→ **TASK DESCRIPTION**:
Here are some records; copy every line that holds the word "confirm".

* * * * * * * * *

PR #11235, opened 2019-06-18
Enable keyboard shortcuts for autocomplete @username selection in chat

### LINKED ISSUE #9291: @Username selection with keyboard arrow keys in drop-down mentions list in chat
When tagging someone's name in chat, you can no longer select the person's name using arrow keys. Instead, you need to use the mouse. You should be able to use arrow keys to select someone's name.

jackcogdill:

Fixes #9291 

### Changes

- Enable keyboard shortcuts for chat autocomplete
  - Tab/down to select next
  - Shift-tab/up to select previous
  - Enter to make selection
  - Escape to cancel
- Chat autocomplete mouse hover styling: use cursor pointer to feel more clickable.

----
UUID: 5ffee717-5618-4429-b161-981d79842f8a

### DIFF
--- a/website/client/components/chat/autoComplete.vue
+++ b/website/client/components/chat/autoComplete.vue
@@ -27,6 +27,7 @@
 
   .hover-background {
     background-color: rgba(213, 200, 255, 0.32);
+    cursor: pointer;
   }
 
   .hover-foreground {
--- a/website/client/components/chat/autoComplete.vue
+++ b/website/client/components/chat/autoComplete.vue
@@ -3,8 +3,8 @@
   .autocomplete-results.d-flex.align-items-center(
     v-for='result in searchResults',
     @click='select(result)',
-    @mouseenter='result.hover = true',
-    @mouseleave='result.hover = false',
+    @mouseenter='setHover(result)',
+    @mouseleave='resetSelection()',
     :class='{"hover-background": result.hover}',
   )
     span
@@ -87,6 +87,7 @@ export default {
         tier9,
         tierNPC,
       }),
+      selected: null,
     };
   },
   computed: {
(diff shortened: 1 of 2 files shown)


paglias:
Hi @jackcogdill and thanks for the PR! Sorry for the delay, we'll review it this week

website/client/components/chat/autoComplete.vue
```diff
@@ -3,8 +3,8 @@
   .autocomplete-results.d-flex.align-items-center(
     v-for='result in searchResults',
     @click='select(result)',
-    @mouseenter='result.hover = true',
-    @mouseleave='result.hover = false',
+    @mouseenter='resetSelection(); result.hover = true',
```
paglias: could `result.hover = true` be moved inside `resetSelection `?

jackcogdill: No. `resetSelection()` sets `hover` to `false` for all the results, so it wouldn't make sense.

jackcogdill: I suppose it's possible to pass result into the function as an optional parameter, and then set it inside the function. Would you prefer that?

paglias: yeah it would be better, we try to keep the js into templates to a minimum, thanks!

jackcogdill: @paglias I updated the code. Please take another look

paglias:
@jackcogdill thanks for the PR, this seems to be working very well and the code is fine as well. We're going to test this internally for about a week and if not issues arise it'll go live soon, I'll let you know if there's any problem

paglias:
@jackcogdill  I'm merging the PR and awarding your contributor tier.

PR #12034, opened 2020-03-31
cancelSubscription function is no longer called twice when user leaves group fixes #11664

### LINKED ISSUE #11664: extraMonths lost when free subscription from Group Plan is terminated
If you have a free subscription from a Group Plan and have `extraMonths` stored up from a previous subscription, you lose those extra months when you leave the Group Plan.

Steps to reproduce:
1. Add a Group Plan to a guild (you can learn how to do that on a local install at [Using Your Local Install to Modify Habitica's Website and API](http://habitica.fandom.com/wiki/Using_Your_Local_Install_to_Modify_Habitica%27s_Website_and_API)).
2. Invite a another user to the guild.
3. Make that user accept the invitation.
4. Modify that user's subscription data to set `purchased.plan.extraMonths` to any non-zero value (e.g., 12).
5. Make that user leave the guild.
6. Observe that the user's `purchased.plan.dateTerminated` value is a couple of days in the future and the user's `purchased.plan.extraMonths` is now zero.

The expected behaviour is that the user's `purchased.plan.dateTerminated` value should be as far in the future as the number of extraMonths that they had (e.g., one year in the future if you set extraMonths to 12).

----

To illustrate the bug, here's subscription data from a test user account while it was in a Group Plan with `// XXXXXXX` marking the fields of interest:
```
{
    "_id": "a56d9849-a7a4-4a1d-9653-248a5f821fd7",
    "purchased": {
        "plan": {
            "consecutive": { "count": 7, "offset": 0, "gemCapExtra": 10, "trinkets": 2 },
            "quantity": 1,
            "extraMonths": 12.052668652006172, // XXXXXXXXXXXXXXXXXXXXXX
            "gemsBought": 0,
            "mysteryItems": [ ],
            "planId": "group_plan_auto",
            "customerId": "group-plan",
            "dateUpdated": "2019-12-27T11:04:06.397Z",
            "paymentMethod": "Group Plan",
            "dateTerminated": null, // XXXXXXXXXXXXXXXXXXXXXXXXXXX
            "dateCreated": "2019-05-11T23:39:32.913Z",
            "owner": "a56d9849-a7a4-4a1d-9653-248a5f821fd7",
            "lastBillingDate": null,
            "nextPaymentProcessing": null,
            "nextBillingDate": null,
            "additionalData": null
        }
    },
}
```

Here's the same test user account after leaving the guild that had the Group Plan:
```
{
    "_id": "a56d9849-a7a4-4a1d-9653-248a5f821fd7",
    "purchased": {
        "plan": {
            "consecutive": { "count": 7, "offset": 0, "gemCapExtra": 10, "trinkets": 2 },
            "quantity": 1,
            "extraMonths": 0, // XXXXXXXXXXXXXXXXXXXXXX
            "gemsBought": 0,
            "mysteryItems": [ ],
            "planId": "group_plan_auto",
            "customerId": "group-plan",
            "dateUpdated": "2019-12-27T11:04:06.397Z",
            "paymentMethod": "Group Plan",
            "dateTerminated": "2019-12-29T00:00:00.000Z", // XXXXXXXXXXXXXXXXXXXXXX
            "dateCreated": "2019-05-11T23:39:32.913Z",
            "owner": "a56d9849-a7a4-4a1d-9653-248a5f821fd7",
            "lastBillingDate": null,
            "nextPaymentProcessing": null,
            "nextBillingDate": null,
            "additionalData": null
        }
    },
```
---

The bug is happening because when you leave the guild, the `cancelGroupSubscriptionForUser()` function is run twice (you can confirm that on a local install with a console.log line in that function). Here's the two places that run it:

https://github.com/HabitRPG/habitica/blob/33b13a86da42c255bcdff9193b04c972104c7bb7/website/server/models/group.js#L1362
https://github.com/HabitRPG/habitica/blob/33b13a86da42c255bcdff9193b04c972104c7bb7/website/server/controllers/api-v3/groups.js#L865

That function calls `cancelSubscription()` as you can see at the bottom of this code:
https://github.com/HabitRPG/habitica/blob/33b13a86da42c255bcdff9193b04c972104c7bb7/website/server/libs/payments/groupPayments.js#L214-L243

So the `cancelSubscription()` function is run twice too. That function is responsible for calculating `dateTerminated` and then setting `extraMonths` to zero, as shown here:
https://github.com/HabitRPG/habitica/blob/33b13a86da42c255bcdff9193b04c972104c7bb7/website/server/libs/payments/subscriptions.js#L332-L344

The first time that `cancelSubscription()` runs, it correctly reads the value of `extraMonths`, correctly sets `dateTerminated`, then correctly sets `extraMonths` to zero - all what it's supposed to do.
The second time it runs, because `extraMonths` is now set zero, `dateTerminated` is calculated without using the proper value of `extraMonths`, so the date is wrong.
You can confirm all that too with console log lines in `cancelSubscription()` that print out the values of `extraMonths` and `dateTerminated`.

---

I'm going to leave this as suggestion-discussion for a couple of days in case Habitica's staff want to comment on this or state that they'll fix it, then if there's no objections, I'll mark it as help wanted.

hamboomger:

Fixes #11664

### Changes
* cancelSubscription() is no longer called twice when user leaves group with active group plan.
* unit tests created for calculating the terminationDate.

----
UUID: 

### DIFF
--- a/test/api/v3/integration/groups/POST-groups_groupId_leave.test.js
+++ b/test/api/v3/integration/groups/POST-groups_groupId_leave.test.js
@@ -2,6 +2,7 @@ import { v4 as generateUUID } from 'uuid';
 import {
   each,
 } from 'lodash';
+import moment from 'moment';
 import {
   generateChallenge,
   checkExistence,
@@ -12,6 +13,7 @@ import {
 } from '../../../../helpers/api-integration/v3';
 import { model as User } from '../../../../../website/server/models/user';
 import payments from '../../../../../website/server/libs/payments/payments';
+import { calculateSubscriptionTerminationDate } from '../../../../../website/server/libs/payments/util';
 
 describe('POST /groups/:groupId/leave', () => {
   const typesOfGroups = {
@@ -335,6 +337,50 @@ describe('POST /groups/:groupId/leave', () => {
         await member.post(`/groups/${groupWithNoPlan._id}/leave`);
         await member.sync();
         expect(member.purchased.plan.dateTerminated).to.not.exist;
+      });
+    });
+  });
+
+  each(typesOfGroups, (groupDetails, groupType) => {
+    context(`Leaving a group with extraMonths left plan when the group is a ${groupType}`, () => {
+      const extraMonths = 12;
+      let groupWithPlan;
+      let member;
+
+      beforeEach(async () => {
+        const { group, members } = await createAndPopulateGroup({
+          groupDetails,
+          members: 1,
+          upgradeToGroupPlan: true,
+        });
+        [member] = members;
+        groupWithPlan = group;
+        await member.update({
+          'purchased.plan.extraMonths': extraMonths,
+        });
+      });
+      it('calculates dateTerminated and sets extraMonths to zero after user leaves the group', async () => {
+        const userBeforeLeave = await User.findById(member._id).exec();
+
+        await member.post(`/groups/${groupWithPlan._id}/leave`);
+        const userAfterLeave = await User.findById(member._id).exec();
+
+        const dateTerminatedBefore = userBeforeLeave.purchased.plan.dateTerminated;
+        const extraMonthsBefore = userBeforeLeave.purchased.plan.extraMonths;
+        const dateTerminatedAfter = userAfterLeave.purchased.plan.dateTerminated;
+        const extraMonthsAfter = userAfterLeave.purchased.plan.extraMonths;
+
+        const expectedTerminationDate = calculateSubscriptionTerminationDate(null, {
+          customerId: payments.constants.GROUP_PLAN_CUSTOMER_ID,
+          extraMonths,
+        }, payments.constants);
+
+        expect(extraMonthsBefore).to.gte(12);
+        expect(extraMonthsAfter).to.equal(0);
+        expect(dateTerminatedBefore).to.be.null;
+        expect(dateTerminatedAfter).to.exist;
+
+        expect(moment(dateTerminatedAfter).diff(expectedTerminationDate, 'days')).to.equal(0);
       });
     });
   });
--- a/website/server/controllers/api-v3/groups.js
+++ b/website/server/controllers/api-v3/groups.js
@@ -861,11 +861,6 @@ api.leaveGroup = {
       if (guildIndex >= 0) user.guilds.splice(guildIndex, 1);
     }
 
-    const isMemberOfGroupPlan = await user.isMemberOfGroupPlan();
-    if (!isMemberOfGroupPlan) {
-      await payments.cancelGroupSubscriptionForUser(user, group);
-    }
-
     if (group.hasNotCancelled()) await group.updateGroupPlan(true);
     res.respond(200, {});
   },
--- a/website/server/controllers/api-v3/groups.js
+++ b/website/server/controllers/api-v3/groups.js
@@ -1315,7 +1315,7 @@ api.getGroupPlans = {
       .select('leaderOnly leader purchased name managers')
       .exec();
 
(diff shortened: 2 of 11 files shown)


hamboomger:
Hmm, I tried to run failed test locally and it passes, and what's even stranger is that this test is not even related to any changes I've made

paglias:
@hamboomger I'll handle any conflict

test/api/v3/integration/groups/POST-groups_groupId_leave.test.js
```diff
@@ -338,4 +340,48 @@ describe('POST /groups/:groupId/leave', () => {
...
+
+        await member.post(`/groups/${groupWithPlan._id}/leave`);
+        const userAfterLeave = await User.findById(member._id).exec();
+
+        const dateTerminatedBefore = userBeforeLeave.purchased.plan.dateTerminated;
+        const extraMonthsBefore = userBeforeLeave.purchased.plan.extraMonths;
+        const dateTerminatedAfter = userAfterLeave.purchased.plan.dateTerminated;
+        const extraMonthsAfter = userAfterLeave.purchased.plan.extraMonths;
+
+        const expectedTerminationDate = calculateSubscriptionTerminationDate(null, {
```
paglias, line 373: about this check, we know that the server will call `calculateSubscriptionTerminationDate` so if we check the server result against the `calculateSubscriptionTerminationDate` call we risk not catching  issues with `calculateSubscriptionTerminationDate`. Could we change `expectedTerminationDate` to a static value that can be checked against the server result?

If it becomes difficult to know the exact date we can relax the check at line 383 to return true even if there's a slight difference

paglias (commented):
@hamboomger sorry again for the delay, I left just one comment about a test, but if you don't want to fix it I understand , just let me know and I'll fix it

test/api/v3/integration/groups/POST-groups_groupId_leave.test.js
hamboomger: @paglias I think any issues with the `calculateSubscriptionTerminationDate` function should be discovered by the unit tests I wrote for this exact function (and the function is pure, no side effects)

paglias: Ok but if the functions returned a termination date in 2050 we wouldn't notice because `dateTerminatedAfter` and `expectedTerminationDate` are both calculated the same way. We should either have unit tests on `calculateSubscriptionTerminationDate` or the integration test should be `we know that this subscription termination date should be set in ~12 months from now`, after calling the `leave` route it's set to the correct value? Does it make sense?

hamboomger: > We should either have unit tests on `calculateSubscriptionTerminationDate` or the integration test should be...

Hmm, but we **do** have unit tests on `calculateSubscriptionTerminationDate`, it's in the same commit, first file

paglias: sorry, you're right I don't know how I missed

website/server/controllers/api-v3/groups.js
```diff
@@ -861,11 +861,6 @@ api.leaveGroup = {
       if (guildIndex >= 0) user.guilds.splice(guildIndex, 1);
     }
 
-    const isMemberOfGroupPlan = await user.isMemberOfGroupPlan();
```
paglias, line 864: I'm merging and also deleting the lines 859-862 which aren't used anymore now

paglias:
Sorry for the mess with the review, welcome to the 2nd tier and thanks for the PR!

hamboomger:
@paglias no problem, thanks for the second tier!

PR #12035, opened 2020-04-01
Admin Panel to replace admin features in Hall of Heroes

Alys:
Partial fix for https://github.com/HabitRPG/habitica-private/issues/119

This is still in progress but I'm doing a PR now to check that there's nothing significantly wrong with the approach. Upcoming changes are listed in the issue.

[As discussed](https://habitica.slack.com/archives/C02V10HPE/p1581933204139600), this brings the admin panel back into the site as a separate module under /website
Other advantages are that it'll be easier for Blacksmiths to use for adjusting their test accounts, and a bit faster for mods to get to (useful in emergencies).

It's access by a Help menu item that's visible to only mods and staff:
image

Initial view:
image

After a user has been loaded:
image

Samples from the sections:

image

image

Player is not in a party:
image

Player is in a party and quest:
image

image

image

image

image

image

image

image


Alys:
The recent commits have added English names for all of the items.

For equipment pieces, descriptions of the gear sets have been added too, where possible - this includes some of the sets that are listed in the `content` and some sets that I made up because they'll be useful when doing user support (e.g., if a player is asking about missing gear from the Check-In Incentives). Links to wiki page are included when they might be useful.

The screenshot below shows examples of item names (gear and eggs) and gear sets.

image

paglias (commented):
I haven't reviewed it deeply but it looks good, the only thing I understood this was going to be developed separately from the main Vue app so for example in `/website/admin-panel` to keep things separate. But if that would require some more work and as this seems an improvement of the hall of heroes functionality and not something completely new I guess it's okay. Do we want to remove the existing code in the hall of heroes?

Alys:
> I understood this was going to be developed separately from the main Vue app so for example in /website/admin-panel to keep things separate

Ah I'm sorry! I thought that was only needed if it used different libraries and I managed to get it working without them, but I misunderstood. I'm happy to adjust it so that it's separate.

> Do we want to remove the existing code in the hall of heroes?

Yes, definitely. Once I'm sure it's working correctly and does match the needs of the other mods and Blacksmiths (at least as well as the Hall does), I'll be deleting the Hall code.

How would you feel about this going onto delta now so that the mods can try it? If you'd prefer to wait until I've made it separate, that's fine.

Alys:
For this:
> I understood this was going to be developed separately from the main Vue app so for example in /website/admin-panel to keep things separate

to make sure I have the right idea, is this what I should do?
- create the directory `website/admin-panel/`
- put a package.json file in it (like `website/client/package.json` but without any of the libraries and scripts that aren't needed for the admin panel)
- edit the top-level package.json file:
   - copy the "run serv" and "run build" commands to make similar ones for the admin panel
   - add the admin panel to the lint and postinstall commands
- move `website/client/src/components/admin-panel/index.vue` into a subdirectory under `website/admin-panel/`
- copy any essential components from `website/client` to `website/admin-panel` (or can I keep referring to them from the `website/client` directory?)

paglias:
I think it would be a bit more complicated, it should also handle authentication so if it's just an extended hall of heroes it might not be worth it, but maybe we can discuss it at the meeting? It really depends on what the long term plans for this are

website/client/src/router/index.js
```diff
@@ -47,6 +47,9 @@ const HallPage = () => import(/* webpackChunkName: "hall" */'@/components/hall/i
 const PatronsPage = () => import(/* webpackChunkName: "hall" */'@/components/hall/patrons');
 const HeroesPage = () => import(/* webpackChunkName: "hall" */'@/components/hall/heroes');
 
+// Admin Panel
+const AdminPanelPage = () => import(/* webpackChunkName: "admin-panel" */'@/components/admin-panel');
```
paglias, line 54: I think that other than the menu item being hidden, if someone tries to open the route and they're not allowed they should be redirected somewhere else, see here https://github.com/HabitRPG/habitica/blob/develop/website/client/src/router/index.js#L356-L368 for an example

website/client/src/components/admin-panel/index.vue
```diff
@@ -0,0 +1,754 @@
...
+  <div
+    v-if="user.contributor.admin"
+    class="row standard-page"
+  >
+    <div class="well">
+      <h1>Admin Panel</h1>
+      <div class="row">
+        <div class="form-inline col-12">
+          <div class="form-group">
+            <input
```
paglias: instead of adding two event listeners, one for the input and one for the button we should use a form where the button has `type="submit"` and the user is loaded on submit event

website/client/src/components/admin-panel/index.vue
```diff
@@ -0,0 +1,754 @@
+<template>
+  <div
+    v-if="user.contributor.admin"
```
paglias, line 3: is this v-if necessary? if we add a redirect when not an admin I think it can be removed

website/client/src/components/admin-panel/index.vue
```diff
@@ -0,0 +1,754 @@
...
+          + 'An admin needs to delete the invitation or assign the Quest key.';
+      }
+      if (questKey) {
+        return `${questKey} : Invitation has been accepted. `
+          + 'Quest is either running or still in invitation stage.';
+      }
+      return 'No (party might have a quest but user is not in it).';
+    },
+  },
+  // async mounted () {
```
paglias: this should be removed

website/client/src/components/admin-panel/index.vue
```diff
@@ -0,0 +1,754 @@
...
+import moment from 'moment';
+
+import markdownDirective from '@/directives/markdown';
+import styleHelper from '@/mixins/styleHelper';
+import { mapState } from '@/libs/store';
+import content from '@/../../common/script/content';
+import notifications from '@/mixins/notifications';
+
+export default {
+  components: {
```
paglias, line 43: this should be removed

website/client/src/components/admin-panel/index.vue
```diff
@@ -0,0 +1,754 @@
...
+    },
+  },
+  // async mounted () {
+  // },
+  methods: {
+    authMethodExists (authMethod) {
+      if (this.hero.auth[authMethod] && this.hero.auth[authMethod].length !== 0) return true;
+      return false;
+    },
+    formatDate (inputDate) {
```
paglias: this should probably be a filter

website/client/src/components/admin-panel/index.vue
```diff
@@ -0,0 +1,754 @@
...
+      const date = moment(inputDate).utcOffset(0).format('YYYY-MM-DD HH:mm');
+      return `${date} UTC`;
+    },
+    formatTimeZone (inputTimeZoneOffset) {
```
paglias: filter

website/client/src/components/admin-panel/index.vue
```diff
@@ -0,0 +1,754 @@
...
+      const timeZone = (inputTimeZoneOffset / 60) * -1;
+      const sign = (timeZone < 0) ? '-' : '+';
+      return `${sign}${timeZone} UTC`;
+    },
+    formatEquipment (gearWorn) {
```
paglias: filter

website/client/src/components/admin-panel/index.vue
```diff
@@ -0,0 +1,754 @@
...
+        // no point displaying set details for gear where it's obvious
+        return '';
+      }
+      const klassNames = {
+        healer: 'Healer',
+        rogue: 'Rogue',
+        warrior: 'Warrior',
+        wizard: 'Mage',
+      };
+      const loginIncentivesGear = ['armor_special_bardRobes', 'armor_special_dandySuit', 'armor_special_lunarWarriorArmor', 'armor_special_nomadsCuirass', 'armor_special_pageArmor', 'armor_special_samuraiArmor', 'armor_special_sneakthiefRobes', 'armor_special_snowSovereignRobes', 'back_special_snowdriftVeil', 'head_special_bardHat', 'head_special_clandestineCowl', 'head_special_dandyHat', 'head_special_kabuto', 'head_special_lunarWarriorHelm', 'head_special_pageHelm', 'head_special_snowSovereignCrown', 'head_special_spikedHelm', 'shield_special_diamondStave', 'shield_special_lootBag', 'shield_special_wakizashi', 'shield_special_wintryMirror', 'weapon_special_bardInstrument', 'weapon_special_fencingFoil', 'weapon_special_lunarScythe', 'weapon_special_nomadsScimitar', 'weapon_special_pageBanner', 'weapon_special_skeletonKey', 'weapon_special_tachi'];
```
paglias: for this list and all the others, it's possible to get the value from `common/content` instead of writing them manually here? it's very error prone if we have to update this list every time something changes

website/client/src/components/admin-panel/index.vue
```diff
@@ -0,0 +1,754 @@
...
+          <div class="accordion-group">
+            <h3
+              class="expand-toggle"
+              :class="{'open': expandPriv}"
+              @click="expandPriv = !expandPriv"
+            >
+              Privileges, Gem Balance
+            </h3>
+            <div v-if="expandPriv">
+              <div class="form-group">
```
paglias: this should probably be a form

website/client/src/components/admin-panel/index.vue
```diff
@@ -0,0 +1,754 @@
...
+                <small class="muted">
+                  Enter the <strong>item path</strong>. E.g.,
+                  <code>items.pets.BearCub-Zombie</code> or
+                  <code>items.gear.owned.head_special_0</code> or
+                  <code>items.gear.equipped.head</code>.
+                  You can find all the items in the "Item" section above.
+                  The "Change" buttons will insert the path and the current value automatically.
+                </small>
+                <br>
+                <input
```
paglias: this should be a form

website/client/src/components/admin-panel/index.vue
```diff
@@ -0,0 +1,754 @@
...
+          <div class="accordion-group">
+            <h3
+              class="expand-toggle"
+              :class="{'open': expandContrib}"
+              @click="expandContrib = !expandContrib"
+            >
+              Contributor Details
+            </h3>
+            <div v-if="expandContrib">
+              <div class="form-group form-inline">
```
paglias: should be a form

paglias:
Do we want to add support for the new secret field? https://github.com/HabitRPG/habitica/pull/12121

The descriptions in the screenshot below should be under the input?
Schermata 2020-05-03 alle 19 31 29

Also I'd like to remove the code to update the contributor status from the hall now that we have this to avoid duplication.

And, last thing, the component is pretty big at 700+ lines, it could be a good idea to split it into smaller ones

--------------

Left some comments but nothing that prevents it from being tested on delta, but I'll need the conflicts to be resolved

paglias:
I've also tested it and it works well!

Alys:
@paglias   Thanks very much for all the comments! I'll fix the conflicts then work through the comments.

> Also I'd like to remove the code to update the contributor status from the hall now that we have this to avoid duplication.

Please don't do that yet! I'd like to be sure the new code works as needed in production before the admin features in the Hall are removed. If for any reason moderators lose access to the ability to adjust contributor information and other user details, it could cripple our ability to moderate effectively.

paglias:
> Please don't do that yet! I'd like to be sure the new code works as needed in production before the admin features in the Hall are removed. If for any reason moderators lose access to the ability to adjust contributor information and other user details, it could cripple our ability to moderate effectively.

* * * * * * * * *

→ **FINISHED TASK**:
The bug is happening because when you leave the guild, the `cancelGroupSubscriptionForUser()` function is run twice (you can confirm that on a local install with a console.log line in that function). Here's the two places that run it:
You can confirm all that too with console log lines in `cancelSubscription()` that print out the values of `extraMonths` and `dateTerminated`.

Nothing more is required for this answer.